English They say the English language is a difficult one to learn and is arguably the largest language by the number of words. I've only ever spoken English – with a little Australian and American accent thrown in at different times. My wife speaks fluent German, her native tongue, as well as Afrikaans, after growing up in South Africa, and a little Zulu (no she doesn't use this on me).

Many English names and phrases don't mean exactly what they first suggest. Here are a few examples I read about recently:

  • 'Baby oil' is not made out of babies and its usefulness is not restricted to babies.
  • The 'cold war' was not a war.
  • 'Political science' is not a science.
  • 'American football' only occasionally uses the foot to contact the ball.
  • A 'boxing ring' is actually square.
  • The purpose of a 'wet suit' is to keep you dry.
  • A 'bulldog' is not a bull and some people think its not much of a dog either 🙂
  • Try explaining 'friendly fire' or 'missionary position' to a person new to the English language!

No wonder we end up with situations such as Chinglish and signs lost in translation! For a few examples of what are commonly called oxymorons, click here. If you are interested in the Oxford English Dictionary, click here to read about a man who read it through word by word in one year – all 21,730 pages!

SO … let's be very patient with our immigrants as they try to learn one of the most difficult languages in the world … English.

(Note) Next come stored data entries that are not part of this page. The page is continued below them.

PR #5491, opened 2026-09-01
feat(timeline): motion graphics M1–M3 — animation depth, structure, text and shapes

georgi:
## What changed

Works through milestones M1–M3 of `docs/plans/motion-graphics-tasks.md`. The branch is being built task by task; this description is updated as each one lands, and the verification block below is re-run against the finished branch before this is ready to merge.

**Landed so far**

3 thoughts on “The English Language

  1. Wet suits are actually designed to keep you warm. They trap a layer of water between your skin and the suit (thus the name as the suit keeps you wet) and this water is warmed by your body heat and insulated by the suit.

  2. Also poses some real challenges trying to do justice to some portions of Scripture and is the reason why there are so many varying views. Many of the idioms in the Greek were almost completely lost in the English translation. Makes one appreciate Bible transalators and scholars all the more.